Sandbags are piled up at stations and public buildings across the city for protection. Tanja says it won’t help: “Many have left the country. We’re maybe 20 million left, they’re 140 million and they’re just going to flatten us.” The danger is also present in Kyiv – where air raid alarms remind almost every day that rockets can hit. Many capitals ignore the alarm. However, where possible, the scarce petrol is hoarded in order to flee by car if necessary.

Several trains with returning refugees arrive at Kyiv’s main station every day. Some say they want to check in, get things done, and then head abroad again until life is safe here again. But many come to stay – even if Mayor Vitali Klitschko advises staying where there is no danger.

Busy trains, buses and subways

Some shops and the fast-food restaurants of the US chain McDonald’s are still closed. But the streets, buses and trains are getting fuller and busier. While the fighting, especially in eastern Ukraine, continues to rage on, people in Kyiv are once again cramming into the metro cars to get to and from work. The subway continues to serve as a bunker, but little reminds you that the country has been in a state of war for almost 100 days.

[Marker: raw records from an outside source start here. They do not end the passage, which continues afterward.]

PR #971, opened 2024-06-19
Don't sleep on PowerDistributor startup

shsms:
The PowerDistributor used to sleep for 2 seconds on startup, before
processing requests, to wait for data.  This feature is no longer
being used, because it won't receive requests from the PowerManager
unless there's data.  This PR removes it.

### DIFF
--- a/tests/actor/power_distributing/test_power_distributing.py
+++ b/tests/actor/power_distributing/test_power_distributing.py
@@ -112,7 +112,6 @@ class TestPowerDistributingActor:
                 requests_receiver=requests_channel.new_receiver(),
                 results_sender=results_channel.new_sender(),
                 component_pool_status_sender=battery_status_channel.new_sender(),
-                wait_for_data_sec=0.0,
             ) as distributor:
                 assert isinstance(distributor._component_manager, BatteryManager)
                 assert distributor._component_manager._bat_invs_map == {
@@ -144,7 +143,6 @@ class TestPowerDistributingActor:
                 requests_receiver=requests_channel.new_receiver(),
                 results_sender=results_channel.new_sender(),
                 component_pool_status_sender=battery_status_channel.new_sender(),
-                wait_for_data_sec=0.0,
             ) as distributor:
                 assert isinstance(distributor._component_manager, BatteryManager)
                 assert distributor._component_manager._bat_invs_map == {
@@ -210,8 +208,9 @@ class TestPowerDistributingActor:
             requests_receiver=requests_channel.new_receiver(),
             results_sender=results_channel.new_sender(),
             component_pool_status_sender=battery_status_channel.new_sender(),
-            wait_for_data_sec=0.1,
         ):
+            await asyncio.sleep(0.1)  # wait for actor to collect data
+
             await requests_channel.new_sender().send(request)
             result_rx = results_channel.new_receiver()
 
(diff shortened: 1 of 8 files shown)


shsms:
Only internal changes, so no release notes necessary.

tests/timeseries/_battery_pool/test_battery_pool_control_methods.py
```diff
@@ -89,6 +89,11 @@ async def _patch_battery_pool_status(
         If `battery_ids` is not None, the mock will always return `battery_ids`.
         Otherwise, it will return the requested batteries.
         """
+        mocker.patch.object(
+            timeseries.battery_pool._methods,  # pylint: disable=protected-access
+            "WAIT_FOR_COMPONENT_DATA_SEC",
+            0.1,
+        )
```
llucax, line 96: Why do we still have some other waiting for data as a simple sleep? Shouldn't that wait be removed too?

tests/actor/power_distributing/test_power_distributing.py
```diff
@@ -210,8 +208,9 @@ async def test_power_distributor_one_user(self, mocker: MockerFixture) -> None:
             requests_receiver=requests_channel.new_receiver(),
             results_sender=results_channel.new_sender(),
             component_pool_status_sender=battery_status_channel.new_sender(),
-            wait_for_data_sec=0.1,
         ):
+            await asyncio.sleep(0.1)  # wait for actor to collect data
```
llucax, line 212: Is this PR just moving the issue elsewhere instead? Or is this synchronization only needed for the tests but when actually used one shouldn't care when there is data and when there isn't?

In any case, having tests depend on random `sleep` makes me sad (as I see the flakiness coming to bite us eventually). :cry: :disappointed: 

If we can really really get rid of the need for synchronization, then I completely agree we shouldn't provide any way to synchronize, but otherwise I think having a way to explicitly synchronize that is it not a flaky sleep it is a better approach. In terms of performance, even if it is a hot path, it is just one extra boolean evaluation and branch, which modern CPUs probably won´t even care about because they will do branch prediction so the performance might not even be affected at all after the initialization.

llucax:
The CI is failing, not sure why suddenly a lot of cross referencing can't be found, but I guess it might be another ripple effect of https://github.com/mkdocstrings/griffe/issues/294. Will do a quick check to see if downgrading the dependency fixes it.

tests/timeseries/_battery_pool/test_battery_pool_control_methods.py
shsms: This is for the metric streaming in the battery pool.  It won't stream any metrics until it has data for all the batteries, etc. So we don't send a new value for capacity or soc as we get data from more and more batteries.

This is independent of the power distributor.

tests/actor/power_distributing/test_power_distributing.py
shsms: As I mentioned in the commit message, these are needed only in tests where we control the PowerDistributor directly.

And they are needed only for those tests that need component data, so that PowerDistributor can return `Success`.  Else it will return `Error("No data")`, but that's not the case we're testing.

It is only a testing problem, not with behaviour in production.

llucax:
> The CI is failing, not sure why suddenly a lot of cross referencing can't be found, but I guess it might be another ripple effect of [mkdocstrings/griffe#294](https://github.com/mkdocstrings/griffe/issues/294). Will do a quick check to see if downgrading the dependency fixes it.

Fixed.

tests/actor/power_distributing/test_power_distributing.py
llucax: OK, I'm still not happy about potential flaky tests, but this is still an improvement over what we had before, so approving :+1:

llucax (approved):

Elderly Olga arrived at the main train station from Chernivtsi in western Ukraine after more than two and a half months on the run. “I want my old life back,” she says. After the Russian troops marched in, she left her Obolon district when a tank crushed a car there. “I even switched from Russian to Ukrainian for three weeks.” Now she’s back to her mother tongue.

“Nobody here has to protect our Russian language, we speak it and we won’t let it be banned,” she says, noting that Kremlin boss Vladimir Putin justified his attack not least by saying that he wanted to protect the Russian language, which was being pushed back by the Ukrainian government. “They in the Kremlin should just leave us alone. We want to go our way towards Europe. In Russia there is nothing but hate,” says Olga.

Hate against Putin

The swear word “Putin chuilo” – in English something like: “Putin is a dick face” – can be read in many places in Kyiv. The hatred is directed against the head of the Kremlin, but also against Russia as a whole. Nowhere in the capital is this clearer than on the Maidan, where the heart of Ukrainian independence beats. There they still stand defiantly, the tank barriers on Independence Square, where the pro-European revolution in 2014 paved the way. A monument commemorates the dead heroes of the “Heavenly Hundreds” who overthrew the pro-Russian head of state Viktor Yanukovych.

Small, blue and yellow flags with the names of those who died in the Russian war of aggression are stuck in the lawn. But a few meters further, on the Khreshchatyk boulevard, on this spring-like May day, much is the same as it was before the war – people eat, drink, laugh on terraces in cafes and restaurants. Only in the evenings does peace suddenly return when the curfew calls – and nobody is supposed to stay outside because of the danger of new Russian rocket attacks.